**EXERCISE BRIEF:**
What you give back should be only the lines from the one holding "Code changes look good from ADP prospective." through the final line of the records, each reproduced exactly.

>>

Issue #2756, opened 2025-01-09
BUG - Hide `semantic object` & `action` FLP prompts when there are inbounds for an Adaptation Project


nikmace:
### Description
Currently, `semantic object` & `action` prompts from `flp-inquirer` are shown when there are inbound IDs present in the merged manifest. The user is forced to enter them, but then they are not used by the flp writer. Thus, there is no need to show them to the user, valid only for adaptation projects.

### Steps to Reproduce
1. Execute CLI command for adding inbound config to a project that has inbound IDs.
2. In the terminal you will be prompted to choose an inbound ID and then the two `semantic object` & `action` prompts

### Expected results
`semantic object` & `action` prompts are not shown when there are existing inbound IDs

### Actual results
`semantic object` & `action` are visible and user is forced to enter data

### Screenshots
If applicable, add screenshots to help explain the problem.

#### Version/Components/Environment	
Add any other context about the problem here
OS:                      
- [ ] Mac OS
- [ ] Windows
- [ ] Other

### Problem
{describe the problem} 

### Fix
{describe the fix} 

### Why was it missed
{Some explanation why this issue might have been missed during normal development/testing cycle}  

### How can we avoid this
{if we don’t want to see this type of issues anymore what we should do to prevent}

PR #2758, opened 2025-01-09
fix: Hide `semantic object` & `action` FLP prompts when there are inbounds for an Adaptation Project

nikmace:
Fix for #2756.
- Adds the when condition for `semantic object` & `action` prompts from `flp-inquirer` module.
- Fixes incorrect subTitle property when writing i18n file content for FLP configuration.

### DIFF
--- a/.changeset/grumpy-shirts-complain.md
+++ b/.changeset/grumpy-shirts-complain.md
@@ -1,5 +1,0 @@
----
-'@sap-ux/flp-config-sub-generator': patch
----
-
-tidy up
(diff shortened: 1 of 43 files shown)


cianmSAP (dismissed):
Updates look good
From a Fiori gen FLP standpoint, `inboundId` prompt is hidden and therefore will always be falsy

I don't think patch bump is required for `@sap-ux/create` this will be handled automatically as this inquirer is a dependency of `@sap-ux/create`

cianmSAP (approved):
Re-approving

GDamyanov (approved):
Code changes look good from ADP prospective.
Excellent test coverage.
Did not tested manually.

cianmSAP (dismissed):

GDamyanov (approved):
Re-approving

cianmSAP (approved):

<<

**EXERCISE SOLUTION:**
Code changes look good from ADP prospective.
Excellent test coverage.
Did not tested manually.

cianmSAP (dismissed):

GDamyanov (approved):
Re-approving

cianmSAP (approved):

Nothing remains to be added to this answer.